Task details: Pull from the data below each line where the word "which" occurs, and copy it.
(Entries shown begins)
PR #1163, opened 2020-08-23
chore: Improve developer experience

pranavrajs:
> There are only two hard things in Computer Science: cache invalidation and naming things. -- Phil Karlton

This PR is a migration from the existing Foundation 6.x to TailwindCSS.

### Reasons behind this PR

- Foundation is a great framework, but sometimes it is pretty hard to upgrade even the minor versions.
- Lack of utility classes forces us to write custom classes and it is incredibly painful to name them.
- Lack of standardization in the naming pattern we have across the codebase. Even though we have BEM in some places, there is no standard guideline on how to the classes. 
- Foundation class overrides make it painful to build an SFC. For example, we have a component defined for each message type in the widget. To use the same component in the dashboard, we have to update the style to match dashboard styles which makes the reusable component useless.
- The customization of colors is somewhat irregular as some of the colors use methods like `lighten(10%)` or `darken(20%)`. This is generating more number of colors than what is defined in the palette. 
- Usage of CSS variables is painful. 
- Non-standard use of base font-size, we have base font size set at 10px while the browser's default is 16px.


pranavrajs:
Closing in favour of #1206

PR #1192, opened 2020-09-03
chore: Add message_echo listener for Facebook

### LINKED ISSUE #1186: Echo messages from Facebook are not saved to Chatwoot
If a person replies from the Facebook messenger, that message is not displayed in Chatwoot

pranavrajs:
Fixes #1186


app/builders/messages/facebook/message_builder.rb
```diff
@@ -120,7 +121,7 @@ def message_params
       message_type: @message_type,
       content: response.content,
       source_id: response.identifier,
-      sender: contact
+      sender: @outgoing_echo ? nil : contact
```
sojan-official, line 124: should we need the instance variable ? or can we just use the `outgoing_echo` function?

app/models/inbox.rb
```diff
@@ -66,6 +66,10 @@ def web_widget?
     channel.class.name.to_s == 'Channel::WebWidget'
   end
 
+  def inbox_type
+    channel.class.name.to_s.downcase.remove('channel::', 'page', 'profile', 'sms').strip
```
pranavrajs, line 70: I would suggest to add a method `name` on Channel to resolve the name instead of this. This is just to ensure that the Twilio Whatsapp channel returns `Whatsapp` and not `Twilio`

```rb
def name
  medium === :whatsapp ? 'Whatsapp' : 'Twilio'
end
```

PR #1232, opened 2020-09-13
chore: Remove `emojione`, cleanup styles

pranavrajs:
- Remove emojione dependency  
- Use Emojis from unicode standard 13.0
- Use px instead of rem in shared emoji component.


nithindavid (approved):
🔥

PR #1324, opened 2020-10-08
Upgrade actionpack to >= 6.0.3.4

pranavrajs:
Upgrade bundle


sony-mathew:
This is already done as part of #1329

PR #1335, opened 2020-10-11
feat: Add Contacts page

### LINKED ISSUE #44: Add Customer view
- [ ] Create/Read/Update customer profiles

nithindavid:
**Screenshot**

image

Fixes #44


app/javascript/dashboard/routes/dashboard/dashboard.routes.js
```diff
@@ -1,14 +1,19 @@
 import AppContainer from './Dashboard';
 import settings from './settings/settings.routes';
 import conversation from './conversation/conversation.routes';
+import { routes as conversationRoutes } from './contacts/routes';
```
sojan-official, line 4: contactRoutes ?

pranavrajs:
1. Contacts are not listed when page is loaded.
2. Search is not working properly
3. Pagination button is not working properly.

Screenshot 2020-10-23 at 3 04 45 PM

4. Page size is wrong.

For page 1, it shows 1-8. For page 2, it shows 21-28

Screenshot 2020-10-23 at 3 06 09 PM

5. Backend page size is 25, frontend is using 20.

6. Current query in contacts_controller uses an AND condition (email and phone present). It should have been 
```
Current.account.contacts.where.not(email: [nil, '']).or(Current.account.contacts.where.not(phone_number: [nil, '']))
```
I guess we can add an additional attribute something like `identified`. If the user has email, phone or twitter user or another identifier we can mark it as `identified`. This way query would be simpler.

docker-compose.yaml
```diff
@@ -40,7 +40,7 @@ services:
       - NODE_ENV=development
```
pranavrajs, line 40: Please revert the changes from this file.

app/controllers/api/v1/accounts/contacts_controller.rb
```diff
@@ -1,17 +1,40 @@
...
+    render json: { error: 'Specify search string with parameter q' }, status: :unprocessable_entity if params[:q].blank? && return
+
+    contacts = Current.account.contacts.where.not(email: [nil, '']).or(Current.account.contacts.where.not(phone_number: [nil, '']))
+                      .where('name LIKE :search OR email LIKE :search', search: "%#{params[:q]}%")
+    @contacts_count = contacts.count
+    @contacts = contacts.left_outer_joins(:conversations)
+                        .select('contacts.*, COUNT(conversations.id) as conversations_count, MAX(conversations.contact_last_seen_at) as last_seen_at')
+                        .group('contacts.id')
+                        .includes([{ avatar_attachment: [:blob] }, { contact_inboxes: [:inbox] }])
+                        .page(@current_page).per(RESULTS_PER_PAGE)
```
pranavrajs, line 29: Duplicate method. Please create a method.

PR #1340, opened 2020-10-13
chore: Reduce the click area on Branding

pranavrajs:
- Reduce the click are on branding footer


app/javascript/widget/components/Branding.vue
```diff
@@ -34,21 +34,25 @@ export default {
...
-  filter: grayscale(1);
-  font-size: $font-size-small;
   justify-content: center;
-  text-align: center;
-  text-decoration: none;
   padding: $space-normal 0 $space-slab;
-  cursor: pointer;
+  text-align: center;
+
+  a {
```
nithindavid, line 42: Use a classname ?

nithindavid (changes requested):
Add a classname to tag, Looks good otherwise.

PR #1342, opened 2020-10-14
Update Spanish translation

RicardoRamirezR:
Fine tune Spanish translation


app/javascript/dashboard/i18n/locale/es/cannedMgmt.json
```diff
@@ -67,7 +67,7 @@
       },
       "CONFIRM": {
         "TITLE": "Confirmar eliminación",
-        "MESSAGE": "¿Está seguro de eliminar ",
+        "MESSAGE": "¿Estás seguro de eliminar ",
```
pranavrajs, line 70: I believe Estás is used in informal context. I don't really know spanish, but just checking whether the usage is correct.

pranavrajs (approved):
@RicardoRamirezR Thanks for the PR. I believe the previous version was generated using Google Translate. This is helpful. 👍

app/javascript/dashboard/i18n/locale/es/cannedMgmt.json
RicardoRamirezR: @pranavrajs mhmm, yes and not. I chose that one to be consistent across the whole translation. If you prefer the "formal" one, I can change all of them. i.e. Introduzca is the "formal" one, Introduce is the other one, etc.

pranavrajs: @RicardoRamirezR Thanks for the details. I would suggest to use the formal one if that is possible. :)

pranavrajs (changes requested):
As discussed, we would go ahead with the formal language :)

RicardoRamirezR:
@pranavrajs done the formal one!

app/javascript/dashboard/i18n/locale/es/cannedMgmt.json
RicardoRamirezR: Done

PR #1351, opened 2020-10-19
DRY up check_authorization method

RonWalker22:
While adding more model authorization policies to my fork, I noticed the `check_authorization` method was not DRY. So this is my attempt to clean up. 

I replaced the six `check_authorization` methods with one method inside of the `base controller`. 

One edge case that is accounted for is when the model you want to authroize is not the same as the controller name. For example, for `AgentsController` we want to check authorization for the `User` model. In this case, we just pass in the correct model to `super`.


sojan-official (approved):
👍

PR #1352, opened 2020-10-20
fix: Add compact type, fix spacing in contact panel

pranavrajs:
Fix spacing in sidepanel

### DIFF
--- a/app/javascript/dashboard/assets/scss/widgets/_buttons.scss
+++ b/app/javascript/dashboard/assets/scss/widgets/_buttons.scss
@@ -40,7 +40,8 @@
   }
 
   &.compact {
-    padding: 0;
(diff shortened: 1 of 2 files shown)


app/javascript/dashboard/assets/scss/widgets/_buttons.scss
```diff
@@ -38,6 +38,10 @@
   &.round {
     border-radius: $space-larger;
   }
+
+  &.compact {
+    padding: 0;
```
nithindavid, line 43: Not sure if putting 0 padding to left and right is a good idea, Can we at least put a small padding for left and right side ?

nithindavid (changes requested):

nithindavid (approved):

PR #1408, opened 2020-11-13
feat: Ignore tweets from blocked users

### LINKED ISSUE #1154: Twitter generating Conversations for blocked users
**Describe the bug**
If a blocked user tweets your @username, this is converted to a new conversation. Usually on Twitter, you would not expect to see this at all. You would not know it happened.

Even if you reply, they will not see the message either.

**To Reproduce**
Block @username
Tweet from that username to a username in your CW installation
New conversation appears from that username.

**Expected behavior**
I would imagine the expected behaviour would be more like twitter.com or your twitter client in that no message appears from a blocked user at all.

It is possible this is due to how the results are implemented from search. In which case, it may be pertinent to show a users blocked status in the CW interface, i.e at the top of the message or in the user card... "the user is blocked" etc.

Adding scope, ability to block a user from CW could be useful in situations that warrant it and likewise, unblocking them could be useful too.

pranavrajs:
- Ignore blocked_users

Fixes #1154

### DIFF
--- a/spec/lib/webhooks/twitter_spec.rb
+++ b/spec/lib/webhooks/twitter_spec.rb
@@ -10,6 +10,7 @@ describe Webhooks::Twitter do
   let!(:twitter_inbox) { create(:inbox, channel: twitter_channel, account: account, greeting_enabled: false) }
   let!(:dm_params) { build(:twitter_message_create_event).with_indifferent_access }
   let!(:tweet_params) { build(:tweet_create_event).with_indifferent_access }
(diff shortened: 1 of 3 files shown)


spec/lib/webhooks/twitter_spec.rb
```diff
@@ -22,6 +23,13 @@
     end
 
     context 'with tweet_params params' do
+      it 'does not create incoming message in the twitter inbox if it is a blocked user' do
```
sojan-official, line 26: 'if it is a blocked contact'  ?

sojan-official (approved):

PR #4103, opened 2022-03-02
chore: Pass sso_account_id to select the account during SSO Login

pranavrajs:
- Redirect the user to the correct account if sso_account_id is passed in the SSO URL.

Fixes https://github.com/chatwoot/product/issues/324

### DIFF
--- a/app/javascript/dashboard/api/auth.js
+++ b/app/javascript/dashboard/api/auth.js
@@ -13,7 +13,7 @@ export default {
         .post('auth/sign_in', creds)
         .then(response => {
           setAuthCredentials(response);
-          resolve();
+          resolve(response.data);
         })
         .catch(error => {
           reject(error.response);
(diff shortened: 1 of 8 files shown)


pranavrajs:
@sojan-official This is ready for review.

To test case 1:

1. Normal login - Login to the dashboard as usual as an admin and an agent.
2. Platform App login - 

2.1 SSO link with valid Account ID: Generate an SSO link for the user and append an sso_account_id to the URL. The login should redirect the user to the correct account.

2.2 SSO link with an invalid Account ID: Generate an SSO link for the user and append a random number as sso_account_id to the URL. After login, it should take you to the first account which the user belongs to.

sojan-official:
@pranavrajs the described scenarios worked in cases where the user was logged out. But the following scenarios failed while testing 

Case 1: 
- `John` is already logged in and is active on `account 1`
- SSO link was generated for John for `account 2 `
- John was redirected to `account 1` itself

Case 2:
- `John` is already logged in and is active on `account 1`
- SSO link was generated for `smith`
-  on redirect `John` wasn't logged out and `Smith` was logged in. the existing session wasn't reset

sojan-official (approved):
Tested all the described QA conditions and its working

Issue #3701, opened 2022-01-06
Unable to receive documents and files in WhatsApp via 360Dialog


sanjayws:
**Describe the bug**

- I setup 360Dialog and basic texting and images work fine. However, i cannot receiving PDF or allowable mimes like .docx (person to CW)
- Sending documents however is fine (from CW to person)

**To Reproduce**
1) Use 360dialog
2) Send hello, followed by an allowable attachment, e.g. pdf

**Expected behavior**
Documents should be rendered in CW inbox.

**Server logs**
[...]

PR #4173, opened 2022-03-14
fix: error receiving documents and files in WhatsApp via 360Dialog 

sojan-official:
fixes: https://github.com/chatwoot/chatwoot/issues/3701


sojan-official:
verified that document attachments are working in staging.

PR #4135, opened 2022-03-09
feat: Custom fields in pre-chat form

muhsin-k:
Fixes #2744

PR #4182, opened 2022-03-15
revert: Custom fields in pre-chat form #4135

muhsin-k:
This reverts commit e730804b4888fa0fc21fb1681f4e2a53d752e645.


pranavrajs:
@sojan-official Reverting this case for now as it seems like the migrations/config is missing in some cases. We will get this shipped in the next release.

pranavrajs (approved):

PR #4188, opened 2022-03-15
chore:  "Channel::TwilioSms" to be unique on account_sid+phone_number

### LINKED ISSUE #4187: bug: Prevent duplicate account_sid+phone_number for Channel::TwilioSms
Currently the app permits multiple `Channel::TwilioSms` records with duplicated `account_sid`+`phone_number` values.

However, `Twilio::IncomingMessageService` searches for the correct `Channel::TwilioSms` by `account_sid`+`phone_number`:
https://github.com/chatwoot/chatwoot/blob/796a7805dbc67ff7e0b27e95c6c2bc320b32a856/app/services/twilio/incoming_message_service.rb#L23-L26

If these values are duplicated in multiple records then the record that Twilio::IncomingMessageService find is indeterminate and may alternate between queries.

jordan-brough:
## Description

`Twilio::IncomingMessageService` searches for the correct `Channel::TwilioSms` by `account_sid`+`phone_number`:
https://github.com/chatwoot/chatwoot/blob/796a7805dbc67ff7e0b27e95c6c2bc320b32a856/app/services/twilio/incoming_message_service.rb#L23-L26

If these values are duplicated then the record it will find is indeterminate and may alternate between queries.

Fixes #4187

## Type of change


sojan-official:
@jordan-brough Thanks for the changes. Is there a chance for some installations to have duplicate records for this index? hence we might have to add data fix along in the migration where we try to clear out the duplicate values before trying to create the index.

tejaswinichile (approved):
LGTM 💯

sojan-official:
@tejaswinichile  before merging let's make sure that the migrations would show the appropriate error message as mentioned in the discussion.

tejaswinichile:
@sojan-official Yes 👍🏼 I will do the needfull.

tejaswinichile:
@jordan-brough Can you update the migration for the previous duplicate records with the error message and if possible add test cases?

jordan-brough:
@tejaswinichile 

> update the migration for the previous duplicate records with the error message

👍 done. How does that look?

> if possible add test cases?

I don't know if there are any applicable test cases here? I don't think y'all have specs covering migrations and the model change is just a standard `validates … uniqueness`.

jordan-brough:
Gotcha, that makes sense.

Even if phone numbers should be unique globally, it seems like it might be good to continue to look up the channel by `phone_number` + `account_sid` in `Twilio::IncomingMessageService`. If we only look up by phone number that seems like a possible security vulnerability since an attacker could guess or discover a phone number much more easily than an account sid, and this endpoint is open to the world.

And if that's the case maybe we do go ahead and have the unique index + validation be on `account_sid` + `phone_number`? And drop the old unique index on `account_id` + `phone_number`.  Thoughts?

sojan-official:
@jordan-brough agree with your point that we should continue to look up the channel by phone_number + account_sid in Twilio::IncomingMessageService.

`The phone numbers should be unique globally` comes from the recent pattern we are following for newer channels where the uniqueness of a channel's base id [phone numbers, channel ids, etc.] is guaranteed. i.e. while the server admin/super admin looks up into the data from the console, there won't be two channels with the same base id

- let's have a unique index for `account_sid` and `phone_number` for the case of lookups
- let's drop the old unique index on account_id + phone_number, which seems irrelevant. 
- let's have a unique constraint on `phone_number`  to satisfy the case mentioned above. (* when present : ref: #4242 )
(Entries shown ends)
Response to the task:
- Foundation class overrides make it painful to build an SFC. For example, we have a component defined for each message type in the widget. To use the same component in the dashboard, we have to update the style to match dashboard styles which makes the reusable component useless.
It is possible this is due to how the results are implemented from search. In which case, it may be pertinent to show a users blocked status in the CW interface, i.e at the top of the message or in the user card... "the user is blocked" etc.
2.2 SSO link with an invalid Account ID: Generate an SSO link for the user and append a random number as sso_account_id to the URL. After login, it should take you to the first account which the user belongs to.
- let's drop the old unique index on account_id + phone_number, which seems irrelevant. 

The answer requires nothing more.